In the world of 2063, shredded by environmental catastrophe, the rich and powerful still manage to live a comfortable life full of virtual enjoyment. 16-year-old Freya is one of these lucky ones...until her life implodes when her brother falls victim to a new and deadly plague.
In 1985, a girl named Freya has just moved back to Canada after her father's death in New Zealand. Grief and the culture shock of starting at a new school in a new country are enough to make anyone feel that life is vaguely unreal, but for Freya, this feeling is not diminishing with time as it should. Her memories all feel distant and shallow, and nothing seems right. And at night, the dreams come, full of vivid horror....
And then she encounters Garren, boy who she thinks, or rather, knows, she once was close too. Even though he has no clue who she is, she knows there is some link between them.
Turns out, Freya is right, and there were secrets back in 2063 that changed the course of her life, and Garren's too. And there are people in 1985 who will do whatever it takes for that course, now that it is set, to remain unchanged. With Freya, and then Garren, remembering their real past lives in the future, they are both in danger.
Yesterday is a slow build-up of suspense-even though it's fairly obvious that the two Freyas are one and the same, Freya's own journey to this realization is a gradually accumulating nightmare. The first half of the book was perhaps a tad too slow--we aren't in any doubt as to Freya's feelings of disconnect because we are told about them plenty--but the whole ensemble works well enough. Those who enjoy suspenseful speculative fiction involving teens on the run from bad guys, falling in love as they struggle to survive, will doubtless enjoy it.
That being said, though this is clearly a time travel book, the time travel is to a certain extent a deus ex machine that allows the story to exist. Although as Freya recovers her memories (in a truly unsubtle information dump), she is struck by the contrast between the two times in which she has lived, the dislocation between those two lives has been soothed by mind wiping such that there isn't a huge feeling of cultural dislocation (one of my personal favorite elements of time travel). And the explanation for the time-travel came out of left field right at the end, introducing whole new bits of possible plot. Only at the very very very end does the time travel set up produce a real ZING!, which made me a bit sad because that whole story that we don't actually get to read about sounded much more appealing than the story I'd just read....
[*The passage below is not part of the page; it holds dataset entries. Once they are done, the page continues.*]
PR #505, opened 2024-05-13
Remove unidecode (for anyascii), pandoc, poppler, and tbb

Zeitsperre:
## Overview

This PR fixes [issue id]

Changes:

* Replaced `unidecode` (GPLv2) with `anyascii` (MIT)
* Removed `pandoc`, `poppler`, and `tbb` from conda environment dependencies

## Related Issue / Discussion

There are still some final issues with the licensing for `cartopy` which changed from LGPL to BSD-3-Clause in version 0.23. This update will force us to drop Python3.8. I'll address this in a new Pull Request.

### DIFF
--- a/docs/source/conf.py
+++ b/docs/source/conf.py
@@ -68,6 +68,7 @@ autoapi_options = ["members", "undoc-members", "private-members"]
 # inherit without having to test which work which do not.
 autodoc_mock_imports = [
     "affine",
+    "anyascii",
     "bottleneck",
     "cairo",
     "cartopy",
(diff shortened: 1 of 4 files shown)


huard (approved):

tlvu:
I am guessing a matching dependencies cleanup PR will also be needed on conda packaging side?

Zeitsperre:
> Are `pandoc`, `poppler`, and `tbb` being dropped also due to licensing issues or they are unused? The reason is not apparently clear to me.

As far as I can tell, these dependencies are not needed to run the library (in addition to being under GPL/copyleft licenses):
 - `pandoc` is needed to convert documentation to other formats (this can be done already in ReadTheDocs/sphinx directly)
 - `tbb` and `poppler` are never called in the code

The changes will eventually be ported to the conda-forge package as well!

So I didn't mind reading it, and found the premise interesting, and now that we have gotten the slowish bit of realizing what has happened out of the way I'm rather interested in the sequel, Tomorrow --but it just wasn't quite the book I'd hoped it would be.
Oh man, that feeling when there's a book that you would much prefer almost there . . . it's weird how different people are attracted to different elements of story.